The Thai economy will recover in the second half of this year after lethargic bouts in the first two quarters, according to central bank governor Prasarn Trairatvorakul.
In his speech on Asia Driving the World, he said the economic comeback would be the result of several factors including high employment rate, people’s improved income, signs of more vigorous economy in the US and Japan, and more investment in the private sector.
The monetary policy has become more relaxed, given the interest rate at 2.5 percent, which is reasonable compared to inflation, and commercial banks’ more flexibility in extending loans, he said.
The planned budget deficit for the 2013 and 2014 fiscal years reflects the government’s determination to boost investment, especially on the Bt2 trillion spending for infrastructure development and Bt350 billion water management plan.
If the gross domestic product (GDP) is lower than 5 percent, it is not a concern as an economic slowdown is normal, he said.

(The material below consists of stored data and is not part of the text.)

PR #390, opened 2020-07-27
Remove / cleanup attribute deprecations.

JohnLCaron:
This change is [Reviewable](https://reviewable.io/reviews/unidata/netcdf-java/390)


JohnLCaron:
ready

JohnLCaron:
Note that fmrc and opendap are likely now broken. Im leaving them in the compile for now in order to make as many fixes as possible. At some point (likely when we change to true Immutable) all the unported modules likely have to be disabled.

lesserwhirls:
I believe these commits are reflected in Unidata/netcdf-java#391.

PR #426, opened 2020-08-11
Cleanup nc2.iosp, add tests.

JohnLCaron:
This change is [Reviewable](https://reviewable.io/reviews/unidata/netcdf-java/426)


JohnLCaron:
ready

lesserwhirls (approved):
> Reviewed 51 of 51 files at r1, 6 of 6 files at r2.
> *[Reviewable](https://reviewable.io/reviews/unidata/netcdf-java/426)* status: all files reviewed, 1 unresolved discussion (waiting on @JohnLCaron)

___
*[cdm-test-utils/src/main/java/ucar/unidata/util/test/TestDir.java, line 85 at r1](https://reviewable.io/reviews/unidata/netcdf-java/426#-MEXZm3tDQzGz7sZbN4E:-MEXZm3uBMRYLeA3PWND:bc2uz4v) ([raw file](https://github.com/unidata/netcdf-java/blob/1f1d6193fcfda9d10b9a7a847ff0ac115fc6f061/cdm-test-utils/src/main/java/ucar/unidata/util/test/TestDir.java#L85)):*
> ```Java
>   public static String cdmLocalTestDataDir = "../core/src/test/data/";
> 
>   /** The cdm-core local test data, use from cdm-test submodule. */
> ```

Oh man, I was just looking around in here at the various test directory fields. We could let gradle set a system property that would give us the absolute path to the repository root, which we could then use to set a subset of these without the need for relative paths. Not something you'd need to do in this PR...just tossing out the idea.

JohnLCaron:
Yeah, theres a lot of code touches to implement that, but we should do it when theres time.

Issue #413, opened 2020-08-05
Preload remote data results in HTTP 414 error response


rschmunk:
Working with a recent NJ 5.4 snapshot.

A user testing a data catalog server reported that using Panoply, he was getting an HTTP 414 error response. In checking into this, I also encounter the issue with toolsUI. I am unable to test using IDV as that app is not notarized to work on up-to-date Macs, but I assume the same would happen there.

The test dataset is presently [located here](http://balto.opendap.org/opendap/nsidc/ATL08_20181016124656_02730110_002_01.h5).

The exception that occurs is in `DODSNetcdfFile`, where an attempt to preload data creates a URL that is exceptionally long. Exceptionally long, as in 13kB, and so the GET request is rejected.

A pertinent logging excerpt from Panoply follows, omitting the full GET query string:

```
000976 SEVERE: DODSNetcdfFile preloadData - ERROR readDataDDSfromServer on ?[13617 chars omitted]
000977 WARNING: NcDataset acquireNjDataset - IOException acquiring http://balto.opendap.org/opendap/nsidc/ATL08_20181016124656_02730110_002_01.h5, enhance true
java.io.IOException: Method failed:HTTP/1.1 414 Request-URI Too Long on URL= http://balto.opendap.org/opendap/nsidc/ATL08_20181016124656_02730110_002_01.h5.dods?[13617 chars omitted]
	at ucar.nc2.dods.DODSNetcdfFile.preloadData(DODSNetcdfFile.java:1538)
	at ucar.nc2.dods.DODSNetcdfFile.<init>(DODSNetcdfFile.java:328)
	at ucar.nc2.dods.DODSNetcdfFileProvider.open(DODSNetcdfFileProvider.java:24)
	at ucar.nc2.dataset.NetcdfDatasets.openProtocolOrFile(NetcdfDatasets.java:431)
	at ucar.nc2.dataset.NetcdfDatasets.openDataset(NetcdfDatasets.java:152)
	at ucar.nc2.dataset.NetcdfDatasets.acquireDataset(NetcdfDatasets.java:280)
	at ucar.nc2.dataset.NetcdfDatasets.acquireDataset(NetcdfDatasets.java:257)
	...
```

So is this something where `DODSNetcdfFile` should be smart enough to reduce the size of the query strings it is issuing? Or should it even be requesting that much when the remote file is first accessed? Or a problem on the catalog server config? Or... any suggestions?

lesserwhirls:
[...]

PR #430, opened 2020-08-13
Manage size of dap GET request prefetch URI

lesserwhirls:
When prefetching data for a dap request, we need to manage the size of
the URI to avoid a "414 URI Too Long" response from the server. Tricky
because the maximum size of a GET request URI isn't part of the RFC
2616, and depends on the server side webserver stack. 4096 bytes appears
to be a good size based on apache, nginx, iis, tomcat defaults.

Fixes Unidata/netcdf-java#413


rschmunk:
FWIW, the CIS benchmarks for Apache security configuration recommend a `LimitRequestLine` value of 512. Or at least they did a few years ago. I haven't looked at the document recently. For a POST request, the recommended `LimitRequestBody` was 102400.

I've no idea how many server admins adhere to these recommendations.

PR #459, opened 2020-08-28
A few minor tweaks to our gradle pubs

lesserwhirls:
I ran into a few issues with our maven publications when migrating
threddsIso to use the new netcdf-java-bom artifact. Two things:

1. Make sure httpcore is included in the bom (needs to be matched to
   the version used by httpclient)
2. When using gretty, the runtime classpath of the project is modified,
   and this messes with what ends up in the pom (e.g. httpservices does
   not need a runtime dependency on jetty...). We were already modifying
   a pom to remove the inserted dependencies. However, now we modify the
   pom of projects using gretty as opposed to publishing a new artifact
   with the modified pom. Oops.

---
This change is [Reviewable](https://reviewable.io/reviews/unidata/netcdf-java/459)

### DIFF
--- a/gradle/any/gretty.gradle
+++ b/gradle/any/gretty.gradle
@@ -76,7 +76,7 @@ if (project in publishedProjects) {
   // ain't nobody got time for that
   publishing {
     publications {
-      mavenJava(MavenPublication) {
+      mavenSources(MavenPublication) {
         pom.withXml {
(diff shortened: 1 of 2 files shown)


haileyajohnson (approved):
Well this one was easy.

lesserwhirls:
Thanks @haileyajohnson!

The GDP is within the predicted framework, while emphasis should be given to the global money market which remains volatile and sensitive to information, he said, adding that the volatility could affect private businesses, which should manage risks.
The country’s risk of higher household debt will tighten liquidity in the household system and affect spending among lower income people, Prasarn said.
He pointed out that China’s economic slowdown will affect economies in the Southeast Asian region in the short term but it will be positive for the region in the long run, as China’s economy will become sustainably strong, expanding by 7-7.5 percent.